## EXERCISE DATA

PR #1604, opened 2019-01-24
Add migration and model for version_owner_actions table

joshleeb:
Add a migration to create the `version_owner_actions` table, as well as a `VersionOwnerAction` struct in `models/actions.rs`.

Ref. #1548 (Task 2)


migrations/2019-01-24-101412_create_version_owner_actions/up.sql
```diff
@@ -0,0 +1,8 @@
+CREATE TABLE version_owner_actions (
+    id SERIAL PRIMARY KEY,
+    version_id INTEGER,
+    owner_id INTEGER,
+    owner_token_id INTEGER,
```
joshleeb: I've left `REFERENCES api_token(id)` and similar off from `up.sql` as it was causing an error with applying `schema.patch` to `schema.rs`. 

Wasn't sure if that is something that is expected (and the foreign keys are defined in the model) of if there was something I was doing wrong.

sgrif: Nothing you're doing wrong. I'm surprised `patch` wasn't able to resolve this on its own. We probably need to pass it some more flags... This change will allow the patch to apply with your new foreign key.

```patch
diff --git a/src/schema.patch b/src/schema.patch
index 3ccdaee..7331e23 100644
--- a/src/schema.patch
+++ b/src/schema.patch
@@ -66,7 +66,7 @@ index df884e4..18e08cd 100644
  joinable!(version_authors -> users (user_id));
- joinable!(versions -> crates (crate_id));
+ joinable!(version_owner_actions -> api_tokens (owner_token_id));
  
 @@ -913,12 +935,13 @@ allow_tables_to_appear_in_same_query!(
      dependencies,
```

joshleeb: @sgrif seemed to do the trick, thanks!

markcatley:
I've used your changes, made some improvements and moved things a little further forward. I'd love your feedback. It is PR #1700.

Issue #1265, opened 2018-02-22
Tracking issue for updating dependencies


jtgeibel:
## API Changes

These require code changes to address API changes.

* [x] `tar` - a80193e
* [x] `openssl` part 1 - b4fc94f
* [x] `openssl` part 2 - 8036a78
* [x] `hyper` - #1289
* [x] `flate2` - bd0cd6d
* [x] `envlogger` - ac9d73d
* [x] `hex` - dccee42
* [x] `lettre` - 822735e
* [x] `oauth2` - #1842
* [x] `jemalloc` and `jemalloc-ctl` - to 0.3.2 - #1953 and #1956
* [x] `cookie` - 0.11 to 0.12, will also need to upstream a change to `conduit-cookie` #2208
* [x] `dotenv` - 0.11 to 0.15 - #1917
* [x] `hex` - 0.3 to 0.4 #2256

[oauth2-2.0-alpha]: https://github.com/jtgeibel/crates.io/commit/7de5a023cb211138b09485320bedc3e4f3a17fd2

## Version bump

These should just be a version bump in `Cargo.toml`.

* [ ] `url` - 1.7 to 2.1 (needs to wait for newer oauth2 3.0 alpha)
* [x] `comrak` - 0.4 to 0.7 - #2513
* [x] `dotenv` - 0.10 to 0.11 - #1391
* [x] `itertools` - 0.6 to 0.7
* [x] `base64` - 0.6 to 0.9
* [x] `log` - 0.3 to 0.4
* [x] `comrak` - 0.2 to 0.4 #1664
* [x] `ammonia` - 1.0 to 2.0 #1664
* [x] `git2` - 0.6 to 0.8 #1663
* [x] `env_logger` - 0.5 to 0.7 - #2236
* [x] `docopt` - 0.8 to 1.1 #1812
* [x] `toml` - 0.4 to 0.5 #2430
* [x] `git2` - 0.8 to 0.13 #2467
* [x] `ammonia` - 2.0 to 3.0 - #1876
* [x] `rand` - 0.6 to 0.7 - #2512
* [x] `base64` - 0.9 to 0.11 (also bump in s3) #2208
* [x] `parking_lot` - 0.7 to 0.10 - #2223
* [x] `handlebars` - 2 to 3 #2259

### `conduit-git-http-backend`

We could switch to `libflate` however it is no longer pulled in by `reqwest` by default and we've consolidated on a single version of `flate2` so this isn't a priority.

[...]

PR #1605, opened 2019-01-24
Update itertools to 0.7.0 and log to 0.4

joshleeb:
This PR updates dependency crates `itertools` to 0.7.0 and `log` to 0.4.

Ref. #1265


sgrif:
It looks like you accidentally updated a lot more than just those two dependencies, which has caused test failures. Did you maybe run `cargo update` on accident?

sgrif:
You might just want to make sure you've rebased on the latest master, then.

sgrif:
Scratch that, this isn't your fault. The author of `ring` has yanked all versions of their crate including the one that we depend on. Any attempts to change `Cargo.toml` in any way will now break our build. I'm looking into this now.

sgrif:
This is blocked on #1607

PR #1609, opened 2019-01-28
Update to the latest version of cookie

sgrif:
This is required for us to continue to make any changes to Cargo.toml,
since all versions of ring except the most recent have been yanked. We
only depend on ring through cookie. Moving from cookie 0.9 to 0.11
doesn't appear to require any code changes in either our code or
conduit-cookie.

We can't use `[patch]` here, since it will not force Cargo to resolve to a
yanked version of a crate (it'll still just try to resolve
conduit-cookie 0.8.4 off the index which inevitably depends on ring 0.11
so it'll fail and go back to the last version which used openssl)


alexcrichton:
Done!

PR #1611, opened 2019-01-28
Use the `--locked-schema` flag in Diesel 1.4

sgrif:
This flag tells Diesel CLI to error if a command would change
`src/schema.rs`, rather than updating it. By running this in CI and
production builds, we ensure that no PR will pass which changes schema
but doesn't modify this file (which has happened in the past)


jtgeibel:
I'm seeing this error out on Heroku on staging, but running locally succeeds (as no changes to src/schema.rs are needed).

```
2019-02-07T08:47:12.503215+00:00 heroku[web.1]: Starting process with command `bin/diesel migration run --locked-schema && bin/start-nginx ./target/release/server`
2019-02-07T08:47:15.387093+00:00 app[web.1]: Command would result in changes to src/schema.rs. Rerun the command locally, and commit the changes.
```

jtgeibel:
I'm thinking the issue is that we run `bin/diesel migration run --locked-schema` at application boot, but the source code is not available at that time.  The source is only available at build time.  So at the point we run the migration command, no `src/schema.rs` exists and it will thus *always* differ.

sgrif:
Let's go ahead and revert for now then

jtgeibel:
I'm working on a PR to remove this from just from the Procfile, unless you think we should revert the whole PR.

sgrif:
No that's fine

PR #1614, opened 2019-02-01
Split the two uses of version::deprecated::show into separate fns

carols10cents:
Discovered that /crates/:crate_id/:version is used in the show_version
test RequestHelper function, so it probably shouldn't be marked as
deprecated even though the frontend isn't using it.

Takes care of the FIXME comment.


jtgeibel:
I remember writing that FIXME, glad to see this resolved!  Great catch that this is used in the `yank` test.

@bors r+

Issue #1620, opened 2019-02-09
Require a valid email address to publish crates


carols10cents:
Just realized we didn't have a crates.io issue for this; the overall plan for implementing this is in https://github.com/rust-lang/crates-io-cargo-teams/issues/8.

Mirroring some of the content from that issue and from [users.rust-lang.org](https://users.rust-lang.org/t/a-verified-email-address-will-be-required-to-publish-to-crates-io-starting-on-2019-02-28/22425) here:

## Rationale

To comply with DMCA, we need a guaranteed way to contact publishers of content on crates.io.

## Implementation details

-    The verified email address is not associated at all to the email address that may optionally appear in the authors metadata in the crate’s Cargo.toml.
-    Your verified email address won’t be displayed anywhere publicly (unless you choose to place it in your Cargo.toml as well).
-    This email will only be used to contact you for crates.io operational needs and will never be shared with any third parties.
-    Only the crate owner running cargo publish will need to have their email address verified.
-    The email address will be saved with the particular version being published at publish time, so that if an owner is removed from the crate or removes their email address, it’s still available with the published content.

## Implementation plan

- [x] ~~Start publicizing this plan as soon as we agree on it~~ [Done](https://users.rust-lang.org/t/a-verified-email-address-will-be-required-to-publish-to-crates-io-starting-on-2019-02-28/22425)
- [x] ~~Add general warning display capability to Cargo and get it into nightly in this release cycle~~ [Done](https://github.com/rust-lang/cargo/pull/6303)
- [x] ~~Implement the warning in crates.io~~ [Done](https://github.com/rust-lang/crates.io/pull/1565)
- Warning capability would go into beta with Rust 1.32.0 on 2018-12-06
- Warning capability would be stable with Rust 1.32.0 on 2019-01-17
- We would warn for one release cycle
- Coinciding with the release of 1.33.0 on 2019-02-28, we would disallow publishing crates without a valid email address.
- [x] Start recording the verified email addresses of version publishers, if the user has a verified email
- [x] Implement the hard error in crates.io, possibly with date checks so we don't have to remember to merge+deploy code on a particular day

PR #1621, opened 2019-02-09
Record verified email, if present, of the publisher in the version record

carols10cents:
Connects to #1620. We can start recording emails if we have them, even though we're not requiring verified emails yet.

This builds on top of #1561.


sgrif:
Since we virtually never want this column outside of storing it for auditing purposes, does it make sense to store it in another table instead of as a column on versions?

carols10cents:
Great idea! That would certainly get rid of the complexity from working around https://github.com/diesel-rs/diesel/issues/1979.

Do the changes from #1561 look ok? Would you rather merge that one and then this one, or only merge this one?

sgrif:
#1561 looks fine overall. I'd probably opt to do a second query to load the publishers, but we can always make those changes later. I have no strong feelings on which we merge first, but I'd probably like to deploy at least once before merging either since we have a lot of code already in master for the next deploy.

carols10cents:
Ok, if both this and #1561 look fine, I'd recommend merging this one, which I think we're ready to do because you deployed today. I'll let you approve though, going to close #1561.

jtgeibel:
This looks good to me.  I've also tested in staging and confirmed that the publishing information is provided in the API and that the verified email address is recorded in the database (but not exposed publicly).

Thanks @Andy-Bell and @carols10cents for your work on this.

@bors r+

## WORK TASK
For every line in the listing above that mentions the word "their", make a copy.

## SOLUTION
Scratch that, this isn't your fault. The author of `ring` has yanked all versions of their crate including the one that we depend on. Any attempts to change `Cargo.toml` in any way will now break our build. I'm looking into this now.
-    Only the crate owner running cargo publish will need to have their email address verified.
-    The email address will be saved with the particular version being published at publish time, so that if an owner is removed from the crate or removes their email address, it’s still available with the published content.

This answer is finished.